(Stored data)
PR #1988, opened 2023-11-20
Small UI tweaks for chatbot, fix torchvision requirements

monorimet:
- add torchvision to setup_venv.ps1 -- we need this for the torchvision::nms that is now a dependency of controlnet features.
- Don't have bad flashy orange updates when using the chatbot
- Don't limit the height of the chatbot -- there's mixed opinions and solutions around this one. I think the default (400) is just way too small and LLMs generate plenty enough to justify matching the output.


PhaneeshB (approved):
LGTM

PR #1989, opened 2023-11-21
Create specified dir if needed during save_mlir and fix vulkan device fetching without URI/ID

monorimet:
shark_importer's `save_mlir` fails if the directory doesn't exist. Create it if this is the case.

Soft fail a100 SD CI as image similarity check is expected to fail at the moment.

PR #1991, opened 2023-11-22
Add .mlir to startup shark_tmp cleanup

one-lithe-rune:
## Motivation

d051c3a4a7a7cdf645899e05439ccf782fe37b37 moved generation of intermediate `.mlir` files into `./shark_tmp`. This includes them in the deletion of files we already do for gradio temporary image files on studio start.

GOAL OF THE EXERCISE: Each line above must be returned exactly as written.

RESPONSE TO THIS EXERCISE:
PR #1988, opened 2023-11-20
Small UI tweaks for chatbot, fix torchvision requirements

monorimet:
- add torchvision to setup_venv.ps1 -- we need this for the torchvision::nms that is now a dependency of controlnet features.
- Don't have bad flashy orange updates when using the chatbot
- Don't limit the height of the chatbot -- there's mixed opinions and solutions around this one. I think the default (400) is just way too small and LLMs generate plenty enough to justify matching the output.


PhaneeshB (approved):
LGTM

PR #1989, opened 2023-11-21
Create specified dir if needed during save_mlir and fix vulkan device fetching without URI/ID

monorimet:
shark_importer's `save_mlir` fails if the directory doesn't exist. Create it if this is the case.

Soft fail a100 SD CI as image similarity check is expected to fail at the moment.

PR #1991, opened 2023-11-22
Add .mlir to startup shark_tmp cleanup

one-lithe-rune:
## Motivation

d051c3a4a7a7cdf645899e05439ccf782fe37b37 moved generation of intermediate `.mlir` files into `./shark_tmp`. This includes them in the deletion of files we already do for gradio temporary image files on studio start.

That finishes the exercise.